Table 14: NRDDI expenditures, 2008–2009 to 2010–2011 ($)
Funding 2008–2009 2009–2010 2010–2011 Total
Salary 199,239 231,324 226,885 657,448
EBP (20%) 39,848 46,265 45,377 131,490
Program operating 20,348 169,429 97,868 287,645
Corporate operating 46,682 46,682 61,174 154,538
Contributions 150,000 1,529,848 640,982 2,320,830
Department total 456,117 2,023,548 1,072,286 3,551,951
PWGSC accommodations 27,170 27,170 27,170 81,510
Program total 483,787 2,050,718 1,099,456 3,633,961

Source: NRDDI financial reports.

Three FTEs were involved in delivering the NRDDI, including two from FPPD and one from CanmetENERGY. One of these FTEs was engaged in policy and technical work related to NRDDI.

Policy, Financial, and Technical Function Resources

Table 15 provides the expenditures related to the policy and technical function outside of such work specifically related to EEP, ecoEBF and NRDDI. Total expenditures between 2007-2008 and 2010-2011 were about $2.8 million.
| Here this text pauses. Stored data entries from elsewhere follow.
PR #163, opened 2016-04-05
Destructor race condition issue

### LINKED ISSUE #157: Race condition in NDPluginDriver constructor

ulrikpedersen:
This fixes #157 which was originally an issue with a race condition between the NDPluginDriver constructor and a thread being started in the constructor. Eventually we also found that there was a similar issue with the destructor. The two are somewhat related and this PR include fixes for both.

- Adding a locking mechanism to the NDPluginDriver constructor and thread so that a thread does not start running until the object is fully initialized.
- Switching NDPluginDriver from using the epics thread C interface to the epicsThreadRunable C++ class. This class has a feature to wait for a thread to exit which is required in the object destructor.
- Added NDPluginDriver::start() method which starts up the thread - and wait for it to signal that it is running. This method must be called outside of the NDPluginDriver constructor.

Part of the code in this PR was developed on branch "plugin_fix_clean" and PR #161 which I will now close as deprecated.

### DIFF
--- a/ADApp/pluginSrc/NDFileHDF5.cpp
+++ b/ADApp/pluginSrc/NDFileHDF5.cpp
@@ -2738,9 +2738,9 @@ extern "C" int NDFileHDF5Configure(const char *portName, int queueSize, int bloc
 {
   // Stack Size must be a minimum of 2MB
   if (stackSize < 2097152) stackSize = 2097152;
-  new NDFileHDF5(portName, queueSize, blockingCallbacks, NDArrayPort, NDArrayAddr,
-                 priority, stackSize);
-  return(asynSuccess);
+  NDFileHDF5 *pPlugin = new NDFileHDF5(portName, queueSize, blockingCallbacks, NDArrayPort, NDArrayAddr,
+                                       priority, stackSize);
+  return pPlugin->start();
 }
 
 void NDFileHDF5::checkForOpenFile()
--- a/ADApp/pluginSrc/NDFileJPEG.cpp
+++ b/ADApp/pluginSrc/NDFileJPEG.cpp
@@ -337,9 +337,9 @@ extern "C" int NDFileJPEGConfigure(const char *portName, int queueSize, int bloc
                                    const char *NDArrayPort, int NDArrayAddr,
                                    int priority, int stackSize)
 {
-    new NDFileJPEG(portName, queueSize, blockingCallbacks, NDArrayPort, NDArrayAddr,
-                   priority, stackSize);
-    return(asynSuccess);
+    NDFileJPEG *pPlugin = new NDFileJPEG(portName, queueSize, blockingCallbacks, NDArrayPort, NDArrayAddr,
+                                         priority, stackSize);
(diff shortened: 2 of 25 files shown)


MarkRivers:
This looks OK to me.  Ready for me to merge?

ulrikpedersen:
> This looks OK to me. Ready for me to merge?

Great! Yes, please.

Issue #176, opened 2016-05-01
Attributes of type NDAttrString are not written as H5T_STRING in HDF5 files


MarkRivers:
NDFileHDF5 does not treat attributes of type string consistently.  Constant attributes are written with datatype H5T_C_S1 and appear as type H5T_STRING.  However, NDArray attributes of type NDAttrString are written as type H5T_NATIVE_CHAR, and appear as 2-D arrays of type H5T_STD_I8LE (on my Linux system).  This seems to me to be in violation of the HDF5 documentation, which states that H5T_NATIVE_CHAR is a numeric datatype, not intended for storing string data.

This is an example of using h5dump to display the CameraModel attribute.  Note that h5dump is displaying integer values.  This is not very user-friendly to say the least.  Note also that the NDAttrDescription _is_ an H5T_STRING, and is nicely legible.

<pre>corvette:~/scratch>h5dump --dataset=/entry/instrument/NDAttributes/CameraModel test_004.h5
HDF5 "test_004.h5" {
DATASET "/entry/instrument/NDAttributes/CameraModel" {
   DATATYPE  H5T_STD_I8LE
   DATASPACE  SIMPLE { ( 1, 256 ) / ( H5S_UNLIMITED, H5S_UNLIMITED ) }
   DATA {
   (0,0): 66, 97, 115, 105, 99, 32, 115, 105, 109, 117, 108, 97, 116, 111,
   (0,14): 114, 0, 0, 0, 0, 0, 0, 0, 0, 0, 0, 0, 0, 0, 0, 0, 0, 0, 0, 0, 0,
   (0,35): 0, 0, 0, 0, 0, 0, 0, 0, 0, 0, 0, 0, 0, 0, 0, 0, 0, 0, 0, 0, 0, 0,
   (0,57): 0, 0, 0, 0, 0, 0, 0, 0, 0, 0, 0, 0, 0, 0, 0, 0, 0, 0, 0, 0, 0, 0,
   (0,79): 0, 0, 0, 0, 0, 0, 0, 0, 0, 0, 0, 0, 0, 0, 0, 0, 0, 0, 0, 0, 0, 0,
   (0,101): 0, 0, 0, 0, 0, 0, 0, 0, 0, 0, 0, 0, 0, 0, 0, 0, 0, 0, 0, 0, 0, 0,
[...]

PR #177, opened 2016-05-01
Allow writing NDAttributes of type NDAttrString as strings rather than char arrays

MarkRivers:
Allow writing NDAttributes of type NDAttrString as as 1-D array of type H5_C_S1[NumArrays] and size MAX_ATTRIBUTE_STRING_SIZE rather than a 2-D array of type H5T_NATIVE_CHAR[NumArrays, MAX_ATTRIBUTE_STRING_SIZE].  The default behavior is backwards compatbile, and there is a new EPICS PV that allows changing the behavior at run-time.  Fixes issue #176.


MarkRivers:
I merged this myself because I want to get ADCore R2-5 released with this enhancement

PR #179, opened 2016-05-16
Hdf5 swmr

ajgdls:
I have created this pull request from dls-controls/ADCore hdf5_swmr branch to a newly created (16th May 2016) ADCore swmr_integration branch as requested by @MarkRivers for testing prior to acceptance into ADCore.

These funds come from the Department’s A-base allocation.

Table 15: Policy-related expenditures, 2008–2009 to 2010–2011 ($)
2007–2008 2008–2009 2009–2010 2010–2011 Total
Salaries 309,216 184,182 523,630 493,347 1,510,375
Operating
Division oversight 194,162 492,688 137,025 93,681 917,556
Policy development / support 98,171 - 22,583 20,000 140,754
GHGenius / lifecycle analysis - - 135,091 51,765 186,856
TOTAL 601,549 676,870 818,329 658,793 2,755,541

Source: FPPD financial reports and Program.

Together, the Policy and Program Development and the Financial and Market Analysis Units have 14 FTEs (as of March 2011) comprising analytical and technical staff.